Well, at first reading I did not know what you were talking about.    But after working on your text I realize what a POTUS was.  Simply a President of the US.   And later another text puzzle, but that also soon cleared itself.

Sorry you have such a bad time understanding that non Democrats do have feelings and often at odds with what you wish they were.   As for the Executive orders, and other methods our President is using to spend all that money, no big deal as I understand it.   Just some more orders and cancellations and all can be fixed quickly.   What do you expect the House to do when it is overpowered by a lefty Senate and President.    The House did not approve those exspenses and made public that did not.  That may all be different now with both the House and Senate able to stand against the President.   After all, the President is just supposed to be the idea man and he Congress will debate and determine if the US can really spend so much money for undetermined things.   We have spent over 8 trillion dollars in 6 years which is more than the number of 7 trillion dollars that Clinton left for Bush and Bush only raised that by half a trillion more debt.   Sure have a record breaker here in our current President.


----------



## QuickSilver (Apr 5, 2015)

The President cannot spend money that has not been approved by the Congress, Bob...Particularly the House of Representatives... Since Republicans have had control of the House since 2010..  I guess you better take up your complaints with THEM..


----------



## BobF (Apr 5, 2015)

QuickSilver said:


> The President cannot spend money that has not been approved by the Congress, Bob...Particularly the House of Representatives... Since Republicans have had control of the House since 2010..  I guess you better take up your complaints with THEM..

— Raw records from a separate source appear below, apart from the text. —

PR #556, opened 2025-03-18
Align the config with the latest Zenoh

evshary:
Align with the latest Zenoh configuration to make future comparisons easier.
We don't change any value of the config in the PR, so the behavior shouldn't be changed.


ahcorde (approved):

ahcorde:

PR #1059, opened 2026-09-11
Remove unnecessary immutable getter locks

mini-1235:
## Description

Follow-up to https://github.com/ros2/rmw_zenoh/pull/1048: I took a closer look at the publisher, subscription, client, and service implementations today and found a few more unnecessary mutex locks.

This removes six unnecessary mutex acquisitions from the publisher/subscription GID, event-manager, and graph-cache getters. These getters either read immutable entity data or copy shared pointers that are never reassigned after initialization.

No

Yes, Codex 5.6 Sol for reviewing and helping with the PR description


ahcorde (approved):

ahcorde:
https://github.com/Mergifyio backport lyrical kilted jazzy humble

Issue #334, opened 2015-12-21
Better feedback on skills casted


vIiRuS:
p.e. pickpocketing doesn't display how much gold the user got.

SirLoading:
I have added information about gold gained, if anything else needs to be added I can try working on it.

PR #601, opened 2016-08-19
Skill feedback

SirLoading:
my Habitica User-ID: 673c08ae-b5ee-481d-be54-db4ecbee8183

Issue #334   
Hey! I have added information about gained gold, experience and health points to the notification from casting skill.

### DIFF
--- a/Habitica/src/main/java/com/habitrpg/android/habitica/callbacks/SkillCallback.java
+++ b/Habitica/src/main/java/com/habitrpg/android/habitica/callbacks/SkillCallback.java
@@ -2,6 +2,7 @@ package com.habitrpg.android.habitica.callbacks;
 
 import com.habitrpg.android.habitica.events.SkillUsedEvent;
 import com.magicmicky.habitrpgwrapper.lib.models.HabitRPGUser;
+import com.magicmicky.habitrpgwrapper.lib.models.Stats;
 import com.magicmicky.habitrpgwrapper.lib.models.Skill;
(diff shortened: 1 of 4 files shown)


Habitica/src/main/java/com/habitrpg/android/habitica/callbacks/SkillCallback.java
```diff
@@ -37,6 +37,9 @@ public void call(SkillResponse skillResponse) {
             this.user.setFlags(user.getFlags());
         }
         if (user.getStats() != null) {
+            usedSkill.xp = user.getStats().getExp() - this.user.getStats().getExp();
+            usedSkill.hp = user.getStats().getHp() - this.user.getStats().getHp();
+            usedSkill.gold = user.getStats().getGp() - this.user.getStats().getGp();
```
vIiRuS: I don't think adding the temporary feedback variables to the skills object is the right approach. Why not put them as additional attributes on the SkillUsedEvent object?

Habitica/src/main/java/com/magicmicky/habitrpgwrapper/lib/models/Skill.java
```diff
@@ -20,5 +20,8 @@
     @Column
     public Integer mana, lvl;
 
+    @Column
```
vIiRuS: The @Column annotation is used to define which attributes are persisted in the database. The temporary response values shouldn't be persisted.

PR #610, opened 2016-08-30
Change icon color

jjbillings:
I noticed that the chat_message layout was using white icons on a white background. I switched those to black icons. Here's a quick before/after:

### Before:
habitica_before

### After:
habitica_after

my Habitica User-ID: d5de2b4c-caa6-4927-97b2-4ad0bda7e85a (Jack Billings)


vIiRuS:
Thanks!

I noted this as a contribution on your habitica profile

PR #613, opened 2016-09-05
Feature: Add Language switcher in settings. 

DanielKaparunakis:
my Habitica User-ID: a84f01a4-4c2b-4dbb-9ed0-08f106dda50c


vIiRuS:
where are the `in` and `iw` translations from? They both don't seem to be in our transifex. All languages in the app have to be in transifex, so that the translations can be managed through that.

Habitica/src/main/java/com/habitrpg/android/habitica/helpers/LanguageHelper.java
```diff
@@ -0,0 +1,120 @@
...
+                break;
+            case "zh":
+                locale = new Locale("zh");
+                languageCode = "zh";
+                languageAvailable = true;
+                break;
+            case "zh-rTW":
+                locale = new Locale("zh","TW");
+                languageCode = "zh_TW";
+                languageAvailable = true;
```
vIiRuS: Can this switch statement be simplified?
All languages seem to either have a single string for specifying the language or two, to specify a specific variation. having two variables, that are set in the switch statement and then checked would make the switch part a lot simpler, making it easier to add new languages.
The part following the switch statement could probably look something like this?

    if (second != null) {
        locale = new Locale(first, second);
        languageCode = first+"_"+second;
    } else {
        locale = new Locale(first, second);
        languageCode = first
    }

(Variable names are obvious not a good example)

Habitica/src/main/java/com/habitrpg/android/habitica/helpers/LanguageHelper.java
```diff
@@ -0,0 +1,120 @@
...
+                break;
+        }
+    }
+
+    public boolean isLanguageAvailable() {
+        return languageAvailable;
```
vIiRuS: why not check if `locale` is null? Or am I misunderstanding what this variable does?

vIiRuS:
After changing the language in the app, the settings screen doesn't change it's language. This is probably confusing to the user, as it looks like the language selection didn't work. Is there a way to force the settings activity to reload with the new language?

Also, after a language change, the content api should be called with the new language, so that the content is also available in that language.

Habitica/src/main/java/com/habitrpg/android/habitica/helpers/LanguageHelper.java
DanielKaparunakis: _where are the in and iw translations from? They both don't seem to be in our transifex. All languages in the app have to be in transifex, so that the translations can be managed through that._

So when I got the translations to work, I tested all of them. I could not get Hebrew & Indonesian to work so I started researching and found people that encountered similar problems. Look at this question at StackOverflow:

http://stackoverflow.com/questions/8393771/android-not-using-finding-my-hebrew-localization#8393844

It looks like Android looks for values-iw & values-in for Hebrew & Indonesian respectively. So I copied and pasted the resources & renamed them. It's worth noting that if you look at the switch statement, the language codes being sent to the site are still `he` & `id`.

_Can this switch statement be simplified?_

If I understand correctly, I think instead of having a large switch block you want some logic to identify what language is coming in so that way in can be reduced. Most languages are simply and have the string as language code & locale, this could be the default case. Then there would specific cases for specific, problematic, languages. I'll work that in.

vIiRuS: Interesting. Didn't know android had those issues with the hebrew and indonesian translations. I'll look into that.


From my example, the switch statement would stay. But instead of each case looking like this:

    case "pt-rBR":
        locale = new Locale("pt","BR");
        languageCode = "pt_BR";
        languageAvailable = true;
        break;

it would be

    case "pt-rBR":
        first = "pt;
        second = "BR";
        break;

with the code I posted above doing the work of setting `locale` and languageCode

Habitica/src/main/java/com/habitrpg/android/habitica/helpers/LanguageHelper.java
DanielKaparunakis: Should locale ever be null? I think it should be declared with a value of _en_ and then changed, if needed, based on the result of the instantiation of the LanguageHelper class. I meant to declare it with a value of _en_ but left it as null. I'll fix that.

DanielKaparunakis:
Okay, I reduced the cases from 18ish to about 5. Most languages will fall into two general cases which are handled by the default block. All the other cases are special language cases. I eliminated the `language available` variable which I think was the variable you were referring to. That variable assisted with the language process at registration but I reworked the logic to use the resource files instead. If you recall, part of the feature request was to send the language of the phone during setup using an `Accept-Language` header.

Habitica/src/main/java/com/habitrpg/android/habitica/ui/fragments/preferences/PreferencesFragment.java
```diff
@@ -197,6 +204,36 @@ public void onSharedPreferenceChanged(SharedPreferences sharedPreferences, Strin
...
+            Configuration configuration = new Configuration();
+
+            if (android.os.Build.VERSION.SDK_INT <= Build.VERSION_CODES.JELLY_BEAN){
+                configuration.locale = languageHelper.getLocale();
+            } else {
+                configuration.setLocale(languageHelper.getLocale());
+            }
+
+            getActivity().getResources().updateConfiguration(configuration,
+                    getActivity().getResources().getDisplayMetrics());
```
vIiRuS: Can you add that it also reloads the content with the appropriate new language? Otherwise the content will not have the same language and would only change after a while, which would be a strange user experience.

DanielKaparunakis: What content are you referring to? In the latest commit, the app reloads immediately after the language change so everything is displayed in the new language right after the user changes it. I don't see any content that remains in the old language after the user has chosen a new one.

vIiRuS: Does it also reload the content from the /content API? That was the content I was referring to. But maybe I missed that and it's also already reloading that

DanielKaparunakis: Mm, can you tell me where I can find that in the app so I can test it? As of right now, I do not know what the content API is.

vIiRuS: The content api is the REST api call that provides all the content for the app (p.e. gear, pets, mounts. etc.). It can be synced with `apiClient.apiService.getContent()` when you have an apiClient object. Like it is done [here](https://github.com/HabitRPG/habitrpg-android/blob/develop/Habitica/src/main/java/com/habitrpg/android/habitica/ui/fragments/inventory/customization/AvatarOverviewFragment.java#L64)

DanielKaparunakis: Okay @vIiRuS, it was not making that reload call but I have updated that now.

vIiRuS:
Looks good! If you could fix the merge conflicts, I can merge this in!

DanielKaparunakis:
Had some bumps on the road but got it all done.

vIiRuS:
Thanks!

Notes thid as a contribution in your habitica profile.

Issue #618, opened 2016-09-10
"Pets Found" and "Mounts Tamed" counts shown as "#"


vlad-vassilovski:
I'm working on a fix for the following issue:

A user who has no `pets` collection in their `items` JSON will have a "#" displayed as their "Pets Found" count on their profile instead of 0 like in the web app.

The same can be seen for their "Mounts Tamed" count if they have no `mounts` collection.

### Steps to Repro:
Open the profile for a user who has neither `pets` nor `mounts` in their `items` JSON (e.g. a new user who's never had pets or mounts before).

### Expected:
The "Pets Found" and "Mounts Tamed" counts should be displayed as 0, as in the web app.

### Actual:
The counts are each displayed as "#".

### Screenshots:
Here are the pet and mount counts for a new user who's never had pets or mounts before shown incorrectly in the Android app:

![whitefang_androidapp_hashtagsforpetandmountcounts](https://cloud.githubusercontent.com/assets/21161059/18407868/41f41a2e-76eb-11e6-98ee-dbc0759b1c34.png)

And here are that same user's pet and mount counts shown correctly as 0 in the web app:

<img width="923" alt="whitefang_webapp_rightmountandpetcounts" src="https://cloud.githubusercontent.com/assets/21161059/18407870/462e04e2-76eb-11e6-94cf-f7831adab29b.png">

PR #619, opened 2016-09-10
Fix #617, #618: Correct profile's pet/mount counts

### LINKED ISSUE #617: "Mounts Tamed" count calculated incorrectly
I'm working on a fix for the following issue:

The Android app currently doesn't count mounts with a value of `null` while the web app does seem to. For example, if the `mounts` JSON data looked like this:

```
"mounts": {
    "BearCub-White": null,
    "Owl-CottonCandyPink": true
}
```
Then the Android app's "Mounts Tamed" count displayed in a user's profile would show 1 while the web app's "Mounts Tamed" count would show 2.

### Steps to Repro:
Open the profile for a user who has one or more mounts with a value of `null` in their `items` JSON (I may be wrong, but I believe one way the user may generate such mounts for themselves is by releasing their Gen 1 mounts).

### Expected:
The "Mounts Tamed" count should display the number of mounts the user has ever tamed, regardless of their value in the `mounts` JSON (e.g. as I understand, if the user releases their Gen 1 mounts, their "Mounts Tamed" count should not decrease).

### Actual:
The "Mounts Tamed" count will only sum up the number of mounts that have a value of `true` and ignore any mounts with a value of `null` (e.g. if any Gen 1 mounts have been released, then the "Mounts Tamed" count will no longer include them).

### Screenshots:
Here's an example of this issue in the Android app:

clojo_androidapp_wrongmountcount

Compared to the correct mount count for the same user in the web app:

clojo_webapp_rightmountcount

vlad-vassilovski:
my Habitica User-ID: 540ca157-ca25-457e-8e32-9f8a3a8778b9

The profile's mounts tamed count wrongly ignores mounts with null value.

Also, null/nonexistent pet/mount collections have counts showing as "#".

Both counts should instead be shown as 0 for such null collections.

This fix matches the web app, which does the following:
1. Mounts tamed count = sum mount entries with any value (true, null)
2. Nonexistent pet/mount collections have counts showing as 0

Fix #617, #618

### DIFF
--- a/Habitica/res/layout/activity_full_profile.xml
+++ b/Habitica/res/layout/activity_full_profile.xml
@@ -2,6 +2,7 @@
 <ScrollView xmlns:android="http://schemas.android.com/apk/res/android"
     xmlns:app="http://schemas.android.com/apk/res-auto"
     xmlns:fresco="http://schemas.android.com/apk/res-auto"
+    xmlns:tools="http://schemas.android.com/tools"
     android:id="@+id/fullprofile_scrollview"
     android:layout_width="match_parent"
     android:layout_height="match_parent">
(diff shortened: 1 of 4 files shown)


vIiRuS:
looks good! If you could resolve the merge conflict, I can merge this in! (You can simply push the chagnes to your existing branch and then the PR will update.)

vlad-vassilovski:
@vIiRuS, thanks for taking a look at this PR. 

I've rebased and it should be good to merge in now.

vIiRuS:
Thanks!

PR #620, opened 2016-09-10
Feature: First day of the week

DanielKaparunakis:
my Habitica User-ID: a84f01a4-4c2b-4dbb-9ed0-08f106dda50c


vIiRuS:
Android has a call to get the first day of the week for the current locale. I think this should be used as the default value instead of defaulting to sunday. That way it is already correct for users in locales where monday is the first day. https://developer.android.com/reference/java/util/Calendar.html#getFirstDayOfWeek%28%29

Also, with this setting the order of dailies in the form should probably also be adjusted to the day the user chose instead of always being monday-sunday.

DanielKaparunakis:
@vIiRuS, your suggestions have been implemented.

Habitica/src/main/java/com/habitrpg/android/habitica/helpers/FirstDayOfTheWeekHelper.java
```diff
@@ -8,34 +8,39 @@
...
     private int firstDayOfTheWeek;
+    private int dailyTaskFormOffset;
 
-    public FirstDayOfTheWeekHelper(String firstDayOfTheWeekSharedPref) {
+    private FirstDayOfTheWeekHelper(int dailyTaskFormOffset, int firstDayOfTheWeek) {
+        this.dailyTaskFormOffset = dailyTaskFormOffset;
+        this.firstDayOfTheWeek = firstDayOfTheWeek;
+    }
+
+    public static FirstDayOfTheWeekHelper newInstance(String firstDayOfTheWeekSharedPref) {
```
vIiRuS: Why is this used instead of the constructor? Does it have any benefits?

Habitica/src/main/java/com/habitrpg/android/habitica/helpers/FirstDayOfTheWeekHelper.java
```diff
@@ -8,34 +8,39 @@
...
         switch (firstDayOfTheWeekSharedPref){
             case "1":
```
vIiRuS: Just noticing this now, but Why isn't this handled as an integer? Same with the other occurences. Seems Like it would be easier to use/store it as an integer.

DanielKaparunakis: According to [this](stackoverflow.com/questions/11346916), Android uses strings arrays for both entries and entry values and that's all that's supported. Nevertheless, I went ahead and parsed the parameters from SharedPreferences so I could change the case values to the integer constants resulting in better readability.

Habitica/src/main/java/com/habitrpg/android/habitica/helpers/FirstDayOfTheWeekHelper.java
DanielKaparunakis: In this specific class, it decouples the logic of the class from the constructor which allows for easier testing. It is worth noting that I could have also achieved this by adding a new method and placed the logic there. This, however, would require two calls, object instantiation & method call, every time the class is used in the app. In general, static factory methods for object creation are worth considering because: One, unlike constructors, they have names, so instead of newInstance you could use very specific names describing the purpose of the constructor. Something that sometimes the method signature cannot achieve on its own. Two, unlike constructors, they are not required to create a new object each time they’re invoked, meaning you could create a static factory that returns the same instance every time whereas when you use new ClassName() you'll always return a new instance. There is a more in-depth explanation of static factory methods in Effective Java, 2nd edition.

vIiRuS:
Looks good now. Thank you!

Issue #631, opened 2016-09-20
Add user ID to profile


vIiRuS:
The profile should display the user id, so that you can then p.e. copy it from there to invite that user.

hcorion:
I'd be interested in working on this.

PR #632, opened 2016-09-28
Userid in profile

hcorion:
my Habitica User-ID: 48794933-9b73-4b05-8efd-f44fde5aedf3
This fixes issue #631 
 If needed I can add screenshots later. If we wanted it to work slightly different, tell and and I'll fix it up.

### DIFF
--- a/Habitica/res/layout/activity_full_profile.xml
+++ b/Habitica/res/layout/activity_full_profile.xml
@@ -154,6 +154,43 @@
             </LinearLayout>
         </android.support.v7.widget.CardView>
 
+        <android.support.v7.widget.CardView
+            style="@style/CardView.Default"
+            android:layout_width="match_parent"
+            android:layout_height="wrap_content">
+            <LinearLayout
+                style="@style/CardContent"
+                android:layout_width="match_parent"
+                android:layout_height="wrap_content"
+                android:orientation="vertical">
+
+                <TextView
+                    style="@style/CardTitle"
+                    android:layout_width="wrap_content"
+                    android:layout_height="wrap_content"
+                    android:text="@string/user_id"
+                    android:textStyle="bold" />
+                <LinearLayout
+                    android:layout_width="match_parent"
+                    android:layout_height="wrap_content"
+                    android:orientation="vertical"
+                    android:gravity="center_horizontal">
+                    <TextView
+                        android:layout_width="wrap_content"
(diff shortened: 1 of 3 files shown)


hcorion:
screenshots!
habitica-uuid-profile
I tried to make it similar to the way the website displays the UUID.

vIiRuS:
Hey,

Could you change it a bit, so that the user ID is below the profile image and has a header with "User ID"? That way it is a little less confusing as to what the string actually is.

hcorion:
@vIiRuS Sure, How do translations work? I assume we'll want the User ID header to be available in different languages as well.

vIiRuS:
All translatable strings are used through androids resource system and if they are in the strings.xml file, they will be translated once I upload the file to transifex. But in this case that shouldn't be necessary, since we should already have a resource string with "User ID".

hcorion:
How does this look? 
habitica-uuid-profile-new
Of course I'd have to add the copy text to the strings.xml. Is it customary to just update the one translation and have the native speakers translate the rest. Or would I use Google Translate (only fluent in English) for all the translations and get the native speakers to change that translation later if it is wrong.

hcorion:
Alright, let's get this thing merged. New screenshot: 
habitica-bug
I added the copy text to strings.xml, it will still need to be translated into other languages. I'm not sure why the CI is failing, but it doesn't seem to be my fault.

hcorion:
The CI build error, shown here: 
```
/home/travis/build/HabitRPG/habitica-android/Habitica/src/main/java/com/habitrpg/android/habitica/receivers/TaskReceiver.java:35: error: cannot find symbol
        Log.e("EXTRAS", extras.toString());
        ^
  symbol:   variable Log
  location: class TaskReceiver
Note: Some input files use or override a deprecated API.
Note: Recompile with -Xlint:deprecation for details.
Note: Some input files use unchecked or unsafe operations.
Note: Recompile with -Xlint:unchecked for details.
1 error
13 warnings
 FAILED
:Habitica:compileRetrolambdaDebug
```
appears to be caused by @vIiRuS 's latest commit https://github.com/HabitRPG/habitica-android/commit/95fba1765bc6bdd81a7f4aba94198fd9582ce7fc

vIiRuS:
Jeah, the build error is ok. Looks good now. Thanks!

PR #636, opened 2016-09-30
Set the currently applied filters by default when creating a new task

### LINKED ISSUE #499: Task creation no longer populates default tags from filter
When I would create a todo or other task, the tags from the current filter used to get applied to the task I was creating. Once I discovered that feature, I liked it for a few reasons:

  * Makes creating batches of TODOs with the same tags easier
  * It's more user friendly to always be able to see the task you just created in the list
  * It streamlines the flow of checking related tasks before creating

After the app got better support for configuring tags explicitly with toggle buttons, the tag values are all off by default regardless of the filter state. Could we switch it back to populate the default tags from the filter?

andrewlord1990:
my Habitica User-ID: fb933ec8-daa3-4a33-9a3c-6abf20a291ae

Fixes #499. When creating a task, default the filters to the currently applied ones. This makes it easier to bulk create tasks with a set of filters, but also otherwise you won't be able to see a task after creating it unless you assigned the same filters to it.


vIiRuS:
Thanks!

I noted this as a contribution on your habitica profile.

andrewlord1990:
Thanks.

PR #637, opened 2016-09-30
After creating a new task, switch to the tab of that type.

### LINKED ISSUE #404: Automatically jump to the tab where you have just created a new item.
For example, I was on "Habits" tab, and I was going to create a new TODO. I clicked the fab and selected "New Todo" and filled the form out with several checklist items, and then saved it.

Intuitively, I would like to check for sure this new item is in the "TODOS" tab and looks like what I want it to be. 
And possibly, I may want to check some subtasks immediately after that. Or I need change a little bit after a second thought.

In those cases,  I have to the swipe to the corresponding tab every time. 
Would it be more user-friendly that we just jump to that tab after we have just created a new item in that tab. 

If this is what everybody thinks we should do, I can work on this. :D

andrewlord1990:
my Habitica User-ID: fb933ec8-daa3-4a33-9a3c-6abf20a291ae

Fixes #404. After creating a new task, switch to the tab of that type.


vIiRuS:
Thank you!

Also noted this as a contribution on your habitica profile.

PR #644, opened 2016-10-20
Clean login layout style

caipivara:
my Habitica User-ID: not sure
- It was hard to edit
- The size of the buttons where a little weird
- The logo at the top with weird padding hide fields in small screen sizes

New one:

screen shot 2016-10-20 at 12 44 33 pm


danielgomezrico:
Im not sure but looks like the tests are failing not because of this commit

vIiRuS:
Thank you for your contribution, but to be honest, I personally don't think this is much of an improvement over the current login screen.

1. How do you change to the login screen? The toolbar seems to be gone where you would switch from registering to logging in and back.
2. The branding should definitely still be there. Right now it's not at all obvious which app this actually is
3. Without the lines below the edit texts they look a lot less like editable text fields.
4. wile the current login screen also isn't very good at this aspect, the buttons still have very different sizes.

danielgomezrico:
@vIiRuS I made some updates and end up with:

activities-mainactivity-10212016111633

danielgomezrico:
The main issue I wanted to fix is that scrolling is needed if you want to see bottom link even  if you have a big screen phone, I checked on nexus 5x and OnePlus two.

caipivara:
@vIiRuS what do you think now?

TheHollidayInn:
I think this looks good. Removing the table views is also helpful.

PR #650, opened 2016-11-01
Remove debuggable setup from gralde

caipivara:

The `debug` builds are debuggeable by default and `release` are not.


vIiRuS:
this was acceidentally added to a commit but has since been removed.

I certainly wish that were true.   Somehow trillions of dollars are getting spent and no debates in congress about it at all.   Show me some proofs of what you have just said.   You can't that I know of.   Money gets spent on just about anything and no congress saying yes or no for lots of it.   How many trillions were done prior to the Republicans having any say at all in the Congress?   How many dollars can the Senate add over any that the House may have authorized.   I know on some of the spending where the House was involved there were large amounts not wanted or approved but somehow they did get spent.   Lots of good questions about the way our government has run the last 8 years.   Two under Bush and he objectedd to the spending but it got spent anyway.   Six under Obama, who insists on spending money we do not have.   Lots of twists and turns in how things get done.   One year and a half and we once more may have an honest government, either Democrat or Republican or both.


----------



## QuickSilver (Apr 6, 2015)

BobF said:


> I certainly wish that were true.   Somehow trillions of dollars are getting spent and no debates in congress about it at all.   Show me some proofs of what you have just said.   You can't that I know of.   Money gets spent on just about anything and no congress saying yes or no for lots of it.   How many trillions were done prior to the Republicans having any say at all in the Congress?   How many dollars can the Senate add over any that the House may have authorized.   I know on some of the spending where the House was involved there were large amounts not wanted or approved but somehow they did get spent.   Lots of good questions about the way our government has run the last 8 years.   Two under Bush and he objectedd to the spending but it got spent anyway.   Six under Obama, who insists on spending money we do not have.   Lots of twists and turns in how things get done.   One year and a half and we once more may have an honest government, either Democrat or Republican or both.



Could you please post links to how trillions of dollars got spent without congressional appoval? You are pretty vague on this point Bob...  You make the statement yet have no proof or backup..  It's just your belief.. It's NOT a fact.   The President CANNOT just write a check and spend money WITHOUT congressional approval..He does NOT hold the  checkbook.  The House of Representatives does.. AND the has been held by a Republican majority for over 4 years.  I really would like to see proof this happened.

I don't need to show you any proof of this... It's in the Constitution.. It's how our government works and continues to work.  One example.. President Obama wanted congress to approve the extension to unemployment benefits a few years ago and asked congress to aprove it,  they refused...  If he had a checkbook and was able to spend trillions on his own do you not think he would have done that himself?  Yet millions of Americans out of work stopped getting unemployment checks.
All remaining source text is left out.